# WHAT IS REQUIRED:
Say the number of lines in the records below that hold the word "style", and only that number.

Stored data entries
====================
PR #1400, opened 2025-12-03
Solution

tigersaymon:


Akcolotle (approved):

tigersaymon:
I’ve reviewed all your comments and they’re not really valid or relevant, because what’s written in the README, REQUIREMENTS, and CHECKLIST differs from what the PYTEST tests actually check.

I focused on making the program work and pass all the PYTEST tests, so from my side everything is correct and there’s nothing more to fix.

Thanks for understanding.

db/models.py
```diff
@@ -50,3 +53,70 @@ class MovieSession(models.Model):
...
     def __str__(self) -> str:
         return f"{self.movie.title} {str(self.show_time)}"
+
+
+class Order(models.Model):
+    created_at = models.DateTimeField(auto_now_add=True)
+    user = models.ForeignKey("User", on_delete=CASCADE, related_name="orders")
+
+    def __str__(self) -> str:
+        return f"{self.created_at}"
```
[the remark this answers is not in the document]
tigersaymon: The task required the exact format YYYY-MM-DD HH:MM:SS, without 'Order'. If I use your format, the tests will fail.

db/models.py
```diff
@@ -50,3 +53,70 @@ class MovieSession(models.Model):
...
+    def save(self, *args, **kwargs) -> None:
+        self.full_clean()
+        return super().save(*args, **kwargs)
+
+    def __str__(self) -> str:
+        return (
+            f"{self.movie_session.movie.title} "
+            f"{self.movie_session.show_time} "
+            f"(row: {self.row}, seat: {self.seat})"
+        )
```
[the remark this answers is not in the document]
tigersaymon: The task required my format, without 'Ticket'. If I use your format, the tests will fail.

services/order.py
```diff
@@ -0,0 +1,40 @@
...
+    user = get_user_model().objects.get(username=username)
+
+    order = Order.objects.create(
+        user=user
+    )
+
+    if date:
+        order.created_at = date
+
+    order.save()
```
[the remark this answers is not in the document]
tigersaymon: No, it's not, in this situation we need another save if the user provide date, because date can be changed

db/models.py
```diff
@@ -50,3 +53,70 @@ class MovieSession(models.Model):
...
+class Order(models.Model):
+    created_at = models.DateTimeField(auto_now_add=True)
+    user = models.ForeignKey("User", on_delete=CASCADE, related_name="orders")
+
+    def __str__(self) -> str:
+        return f"{self.created_at}"
+
+    class Meta:
+        ordering = ["-created_at"]
+
```
petrykivd: class Meta should be placed before methods, please fix it everywhere

db/models.py
petrykivd, line 118: You can use multiline string here : 
f"""
some text
...
"""

services/movie.py
```diff
@@ -1,14 +1,21 @@
...
 
 
 def get_movies(
-    genres_ids: list[int] = None,
-    actors_ids: list[int] = None,
-) -> QuerySet:
+        title: Optional[str] = None,
+        genres_ids: list[int] = None,
+        actors_ids: list[int] = None,
+) -> QuerySet[Movie]:
```
petrykivd: only title is optional? Why genres ids and actors ids by default also None ?:)

services/movie.py
```diff
@@ -1,14 +1,21 @@
...
     queryset = Movie.objects.all()
 
+    if title is not None:
+        queryset = queryset.filter(title__icontains=title)
+
```
petrykivd: Can be simplified as i"f title"?

services/movie.py
```diff
@@ -22,11 +29,12 @@ def get_movie_by_id(movie_id: int) -> Movie:
...
+@transaction.atomic
 def create_movie(
-    movie_title: str,
-    movie_description: str,
-    genres_ids: list = None,
-    actors_ids: list = None,
+        movie_title: str,
+        movie_description: str,
+        genres_ids: list = None,
+        actors_ids: list = None,
```
petrykivd: Check your indentation settings

services/order.py
```diff
@@ -0,0 +1,40 @@
...
+def create_order(
+        tickets: list,
+        username: str,
+        date: str = None
+) -> Order:
+    user = get_user_model().objects.get(username=username)
+
+    order = Order.objects.create(
+        user=user
+    )
```
petrykivd: Let's have 1 code style.

services/user.py
```diff
@@ -0,0 +1,55 @@
...
+        first_name: Optional[str] = None,
+        last_name: Optional[str] = None
+) -> User:
+    return get_user_model().objects.create_user(
+        username=username,
+        password=password,
+        email=email if email is not None else "",
+        first_name=first_name if first_name is not None else "",
+        last_name=last_name if last_name is not None else ""
+    )
```
petrykivd, line 21: Simplify checking

services/user.py
```diff
@@ -0,0 +1,55 @@
...
+
+    if first_name:
+        user.first_name = first_name
+
+    if last_name:
+        user.last_name = last_name
+
+    user.save()
+
+    return user
```
petrykivd, line 54: In "create user" func you check all information in another way, let's use one of? :)

petrykivd (changes requested):

db/models.py
tigersaymon: Thanks, but using triple quotes causes the tests to fail due to extra whitespace. I had to keep it as a single line to match the expected output (tests)

petrykivd (approved):
Nice! 🚀

PR #1401, opened 2025-12-03
Solution

Akcolotle:


ohorodnykostap (approved):
The code looks correct but fix the code style according to flake8.

PR #1453, opened 2026-02-12
solution

Olena-Shulga:


Olena-Shulga:
@mateacademy-ai-mentor 
My __str__ methods are implemented correctly, the angle-bracket wrapper and the Order prefix will appear in the finale result because that's the way that django outputs objects. Also, I cannot change the number of save() methods in create_order() method, because the create_at field doesn't change if I don't create the Order object first.

PR #1455, opened 2026-02-14
Code write

vova-Sh2:


vova-Sh2:
@mateacademy-ai-mentor 
For the created_at field with auto_now_add=True, it is impossible to set a value upon creation, so the second call to .save() is necessary for the tests to work correctly and does not violate the DRY principle.

PR #1491, opened 2026-03-31
Solution

AndrewGalynin:


AndrewGalynin:
I tried adding the <Order: ...> format as requested, but it caused the test_order_str and test_ticket_str automated tests to fail. The tests expect a strict string match without any prefixes or brackets. I have reverted to the version that passes all tests

vsmutok (approved):
Good Job!

PR #1493, opened 2026-04-03
Solution

antonb285:


db/migrations/0005_alter_order_user_alter_ticket_movie_session_and_more.py
Dimosphen1, line 1: It is a good practice to include one migration per app per PR in Django projects since it helps to avoid `migrations` folder overload in the future. Represent all changes done to models in one migration file per app per PR in the future, please

Dimosphen1 (approved):
Looks good to me, well done! One comment is left for consideration

PR #1517, opened 2026-04-23
task tickets-and-orders done

Oh-no-dotcom:


Boyok1337 (changes requested):
Please, make sure that the code passes all tests before submitting it for review

services/order.py
```diff
@@ -0,0 +1,39 @@
...
+        )
+
+
+def get_orders(
+        username: str = None
+) -> QuerySet[Order]:
+    if username:
+        return Order.objects.filter(user__username=username)
+    else:
+        return Order.objects.all()
```
vsmutok:
```suggestion
        return Order.objects.filter(user__username=username)
    return Order.objects.all()
```

vsmutok (changes requested):

db/models.py
```diff
@@ -50,3 +56,65 @@ class MovieSession(models.Model):
...
+    class Meta:
+        ordering = ["-created_at"]
+
+    def __str__(self) -> str:
+        return str(self.created_at)
+
+
+class Ticket(models.Model):
+    row = models.IntegerField()
+    seat = models.IntegerField()
```
Boyok1337, line 78: You can use PositiveIntegerField too

Boyok1337 (approved):
`get_user_model() `is better define one time within file

PR #1519, opened 2026-04-23
I left 2 comments in db.models & services.order.py cause tests is wrong

pawunder1992:


AnyoneClown (changes requested):
Visin QnA session

AnyoneClown (approved):
LGTM

PR #1532, opened 2026-05-04
implement tickets and orders task

shpejik2:


db/models.py
```diff
@@ -50,3 +57,79 @@ class MovieSession(models.Model):
...
+    created_at = models.DateTimeField(auto_now_add=True)
+    user = models.ForeignKey(
+        settings.AUTH_USER_MODEL,
+        on_delete=models.CASCADE,
+        related_name="orders"
+    )
+
+    def __str__(self) -> str:
+        time = datetime.strftime(self.created_at, "%Y-%m-%d %H:%M:%S")
+        return f"<Order: {time}>"
```
viktoria-rybenchuk:
```suggestion
        return f"{self.created_at}"
```

viktoria-rybenchuk (changes requested):

services/user.py
```diff
@@ -0,0 +1,50 @@
...
+
+
+def create_user(
+        username: str,
+        password: str,
+        email: str = None,
+        first_name: str = None,
+        last_name: str = None,
+) -> User:
+    user = get_user_model().objects.create_user(
```
vsmutok: Do not use `get_user_model()` multiple times.
Declare a variable that stores `get_user_model()` and use it everywhere it is needed.

vsmutok (changes requested):

vsmutok (approved):
Looks Good!

Issue #32, opened 2021-02-02
gravel: persistent state


jecluis:
Ideally distributed from the start, with failover, etc.

Would be cool not having to reinvent the wheel.

I, personally, don't think relying on ceph-mon's config-key store is the right way to go.

theanalyst:
How are we going for persistence here, a kv-store in hte likes of etcd/consul and the like or going native like rocksdb?

tserong:
A thought that came up in one of our calls is to use ceph-mon's config store, but have a local cache of any details we need, on each aquarium node. So most of the time (when ceph is actually running) all aquarium nodes have access to everything. If the cluster is down (or, at least, the mons aren't in quorum), any individual aquarium node would fall back to using its local cache, until the cluster comes back. That means aquarium can still try to do something useful in the failure case, and also means we don't need a separate cluster aware / replicated config store.

PR #266, opened 2021-03-09
gravel: add support to extend cluster to multiple nodes

### LINKED ISSUE #34: gravel: extend to two nodes
This requires some thought and research: what is the best approach to achieve this?

jecluis:
With this patchset (that devolved into a little bit more than just node extension), we are now able to support adding a new node to the cluster.

Essentially, provided the user has specified the leader's address and a valid token, the node wanting to join will send a message to the leader stating its intentions. The leader will then either error out, in case of invalid token or missing parameters, or acknowledge the intent by sending a welcome message with the cluster's public key. Once this key has been written to disk, the node will flag the leader as being ready to add, and the leader will then invoke `orch host add`.

This is a fairly straightforward workflow, but several turns had to be taken until we reached here.

This patchset is currently breaking the tests, and I haven't yet had an opportunity to figure out why.

Resolves #34 


src/gravel/controllers/nodes/mgr.py
```diff
@@ -138,14 +138,14 @@ def __init__(self):
         logger.debug(f"=> mgr -- init > {self._state}")
 
         assert self._state.stage == NodeStageEnum.NONE or \
-               self._state.stage == NodeStageEnum.BOOTSTRAPPED or \
-               self._state.stage == NodeStageEnum.READY
+            self._state.stage == NodeStageEnum.BOOTSTRAPPED or \
+            self._state.stage == NodeStageEnum.READY
```
jhesketh, line 142: (nit) You could use `assert self._state.stage in [...]`

src/gravel/controllers/nodes.py
```diff
@@ -171,8 +172,21 @@ async def join(self, address: str, token: str) -> bool:
...
         await conn.send(msg)
+
         reply: MessageModel = await conn.receive()
         logger.debug(f"=> mgr -- join > recv: {reply}")
+        assert reply.type == MessageTypeEnum.WELCOME
+        welcome = WelcomeMessageModel.parse_obj(reply.data)
+        assert welcome.cluster_uuid
+        assert welcome.pubkey
+
+        authorized_keys: Path = Path("/root/.ssh/authorized_keys")
```
jhesketh: I don't like this hardcoded authorized keys, or the fact that aquarium will modify the system keys.

However I think the alternatives in the way they would need to interoperate with cephadm are too complex to worry about for now.

src/gravel/controllers/nodes.py
```diff
@@ -163,7 +171,17 @@ def __init__(self):
         self._incoming_task = asyncio.create_task(self._incoming_msg_task())
 
     async def join(self, address: str, token: str) -> bool:
-        logger.debug(f"=> mgr -- join > with addr {address}, token: {token}")
+        logger.debug(f"=> mgr -- join > with leader {address}, token: {token}")
+
+        if self._state:
+            assert self._state.role == NodeRoleEnum.LEADER or \
+                   self._state.role == NodeRoleEnum.FOLLOWER
```
jhesketh: (nit) wouldn't it be easier and more future proof to check that `self._state.role == NodeRoleEnum.none`?

src/gravel/controllers/nodes.py
```diff
@@ -160,13 +169,22 @@ class NodeMgr:
...
     def __init__(self):
-        self._connmgr = ConnMgr()
         self._shutting_down = False
+        self._connmgr = ConnMgr()
+        self._manifest = None
+        self._token = None
+
+        self._init_node()
+        assert self._state
+        if self._state.stage == NodeStageEnum.READY:
```
jhesketh: if the state isn't ready at this point, the NodeMgr is never started. Should this wait on an event to change the node state?

Shouldn't this also use the `self.ready` property?

src/gravel/controllers/bootstrap.py
```diff
@@ -50,11 +55,16 @@ async def _is_bootstrapping(self) -> bool:
     async def bootstrap(self) -> bool:
         logger.debug("bootstrap > do bootstrap")
 
-        if not await self._should_bootstrap():
```
jhesketh, line 53: Is `_should_bootstrap` redundant now and needs removing?

src/gravel/controllers/nodes.py
```diff
@@ -225,29 +237,40 @@ async def join(self, address: str, token: str) -> bool:
 
         return True
 
+    async def prepare_bootstrap(self) -> None:
+        assert self._state
+        if self._state.stage > NodeStageEnum.NONE:
```
jhesketh: (nit) maybe `!=`?

src/gravel/controllers/nodes.py
```diff
@@ -200,32 +228,45 @@ def start(self):
...
-        if deployment_stage != DeploymentStage.none:
+        assert self._state
+        if self._state.stage == NodeStageEnum.BOOTSTRAPPING:
+            raise NodeBootstrappingError()
+        elif self._state.stage == NodeStageEnum.BOOTSTRAPPED:
             raise NodeHasBeenDeployedError()
+        elif self._state.stage == NodeStageEnum.JOINING:
+            raise NodeAlreadyJoiningError()
+        elif self._state.stage == NodeStageEnum.READY:
+            raise NodeHasJoinedError()
```
jhesketh: (nit) this set of checks could be simplified.. eg check if it's not in desired state and raise an unexpected state error that logs current state.

jhesketh (changes requested):
Haven't managed to make it through my full review. Most of my comments are nits and I like the general direction this is heading.

I've reviewed the commits up to and including `6c13e9a674f055fbb7c2c2a7e5a0d472849765ae` (` gravel: don't track deployment state in config`)

src/gravel/controllers/bootstrap.py
jecluis: yeah, missed that. thanks.

src/gravel/controllers/nodes.py
jecluis: this code is somewhat obsoleted by a following commit at some stage of the patchset. Sorry :\

src/gravel/controllers/nodes.py
jecluis: This is where cephadm is dropping the key during bootstrap, and I could not think of any other (reasonable) way to achieve this. We need that public key to be in the node's authorized_keys so the orchestrator can reach out to the node.

As for changing system keys, I mean... We are an opinionated appliance. We ought to be able to do opinionated things :)

src/gravel/controllers/config.py
```diff
@@ -62,12 +60,8 @@ def __init__(self, path: str = config_dir):
 
         if not self.confpath.exists():
             initconf: ConfigModel = ConfigModel(
-                version=3,
-                name="",
-                deployment_state=DeploymentStateModel(
-                    last_modified=datetime.now(),
-                    stage=DeploymentStage.none
-                )
+                version=1,
```
tserong, line 63: Did that version number just go backwards?

tserong (commented):
Just a couple of comments so far (see inline).

Also, I'm wondering about NodeRoleEnum...  Maybe I'm reading this wrong, but it looks like the initial bootstrap node is given the leader role, and everything else is a follower? If that's the case, then you can only join a cluster by pointing a new node to the original bootstrap node. Shouldn't it be the case that you can join a cluster by pointing a new node at _any_ existing node, not just the first/bootstrap node?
====================
# RESPONSE BELOW:
2